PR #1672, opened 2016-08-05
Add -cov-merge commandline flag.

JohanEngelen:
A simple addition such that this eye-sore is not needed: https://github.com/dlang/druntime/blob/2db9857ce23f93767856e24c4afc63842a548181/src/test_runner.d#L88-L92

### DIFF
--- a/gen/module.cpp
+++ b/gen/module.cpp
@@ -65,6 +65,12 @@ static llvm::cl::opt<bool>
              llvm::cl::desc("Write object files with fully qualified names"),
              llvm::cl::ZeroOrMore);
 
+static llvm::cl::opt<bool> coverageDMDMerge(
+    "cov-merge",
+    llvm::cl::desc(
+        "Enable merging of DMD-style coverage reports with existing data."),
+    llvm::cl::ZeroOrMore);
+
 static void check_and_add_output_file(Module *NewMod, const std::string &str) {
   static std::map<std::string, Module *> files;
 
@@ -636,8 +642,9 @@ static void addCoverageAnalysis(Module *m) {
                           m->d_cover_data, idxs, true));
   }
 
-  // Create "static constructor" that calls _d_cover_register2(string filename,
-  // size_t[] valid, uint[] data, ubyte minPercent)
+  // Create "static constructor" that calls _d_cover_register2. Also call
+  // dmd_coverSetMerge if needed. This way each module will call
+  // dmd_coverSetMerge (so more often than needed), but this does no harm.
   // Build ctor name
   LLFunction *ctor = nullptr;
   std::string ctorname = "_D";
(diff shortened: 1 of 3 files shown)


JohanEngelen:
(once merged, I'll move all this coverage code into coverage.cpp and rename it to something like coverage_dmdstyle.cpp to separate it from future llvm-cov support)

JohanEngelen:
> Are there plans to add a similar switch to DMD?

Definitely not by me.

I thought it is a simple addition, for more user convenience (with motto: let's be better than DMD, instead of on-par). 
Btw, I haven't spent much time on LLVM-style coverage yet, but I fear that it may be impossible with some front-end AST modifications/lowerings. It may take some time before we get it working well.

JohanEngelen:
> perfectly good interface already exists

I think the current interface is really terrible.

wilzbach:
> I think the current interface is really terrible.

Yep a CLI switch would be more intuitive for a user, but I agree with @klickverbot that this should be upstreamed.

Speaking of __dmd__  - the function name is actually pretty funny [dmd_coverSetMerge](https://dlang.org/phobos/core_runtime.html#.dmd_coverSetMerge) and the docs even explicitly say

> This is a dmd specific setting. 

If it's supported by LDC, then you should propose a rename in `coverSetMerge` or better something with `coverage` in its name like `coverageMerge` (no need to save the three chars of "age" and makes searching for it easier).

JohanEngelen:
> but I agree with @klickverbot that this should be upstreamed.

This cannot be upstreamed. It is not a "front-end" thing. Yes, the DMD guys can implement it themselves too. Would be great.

● ● ● ● ● ● ●

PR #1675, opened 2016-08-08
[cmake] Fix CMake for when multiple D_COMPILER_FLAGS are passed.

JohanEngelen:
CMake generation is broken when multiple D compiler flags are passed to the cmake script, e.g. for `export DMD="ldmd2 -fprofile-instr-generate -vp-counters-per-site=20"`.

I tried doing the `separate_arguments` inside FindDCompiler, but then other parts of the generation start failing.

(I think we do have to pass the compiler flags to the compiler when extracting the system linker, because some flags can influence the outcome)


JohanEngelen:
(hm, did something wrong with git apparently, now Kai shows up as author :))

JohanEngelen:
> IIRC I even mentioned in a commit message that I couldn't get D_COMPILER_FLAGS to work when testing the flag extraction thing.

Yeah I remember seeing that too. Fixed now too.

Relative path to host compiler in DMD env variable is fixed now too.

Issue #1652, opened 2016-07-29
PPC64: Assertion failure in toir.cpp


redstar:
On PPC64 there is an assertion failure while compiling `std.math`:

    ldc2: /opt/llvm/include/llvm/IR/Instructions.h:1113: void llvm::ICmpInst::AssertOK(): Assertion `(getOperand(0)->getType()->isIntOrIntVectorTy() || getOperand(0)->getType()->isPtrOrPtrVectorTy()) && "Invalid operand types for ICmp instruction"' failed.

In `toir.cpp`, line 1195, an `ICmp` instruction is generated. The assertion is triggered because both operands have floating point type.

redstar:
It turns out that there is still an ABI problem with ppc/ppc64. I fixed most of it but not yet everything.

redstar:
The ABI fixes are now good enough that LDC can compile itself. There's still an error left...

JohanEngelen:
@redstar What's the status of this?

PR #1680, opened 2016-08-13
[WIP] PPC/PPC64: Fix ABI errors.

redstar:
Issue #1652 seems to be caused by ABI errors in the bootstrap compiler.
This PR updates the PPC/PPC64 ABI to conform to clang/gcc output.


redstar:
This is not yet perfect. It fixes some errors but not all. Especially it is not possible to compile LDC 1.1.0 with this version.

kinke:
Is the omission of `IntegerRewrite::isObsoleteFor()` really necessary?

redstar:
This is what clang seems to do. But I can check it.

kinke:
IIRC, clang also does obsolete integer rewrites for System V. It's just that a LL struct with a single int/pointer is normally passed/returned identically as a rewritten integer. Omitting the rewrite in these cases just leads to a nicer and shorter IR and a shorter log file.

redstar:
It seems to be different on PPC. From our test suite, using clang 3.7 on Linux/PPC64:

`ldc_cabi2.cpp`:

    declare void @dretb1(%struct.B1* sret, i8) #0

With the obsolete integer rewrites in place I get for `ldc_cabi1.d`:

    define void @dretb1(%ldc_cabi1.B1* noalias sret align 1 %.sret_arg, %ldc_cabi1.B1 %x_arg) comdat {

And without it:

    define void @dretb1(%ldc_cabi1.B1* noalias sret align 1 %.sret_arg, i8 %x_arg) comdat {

● ● ● ● ● ● ●

Search the listing above for the lines with "If it's supported" and "This cannot be", then output those lines and all lines between them exactly.

▶ _Written answer_:
If it's supported by LDC, then you should propose a rename in `coverSetMerge` or better something with `coverage` in its name like `coverageMerge` (no need to save the three chars of "age" and makes searching for it easier).

JohanEngelen:
> but I agree with @klickverbot that this should be upstreamed.

This cannot be upstreamed. It is not a "front-end" thing. Yes, the DMD guys can implement it themselves too. Would be great.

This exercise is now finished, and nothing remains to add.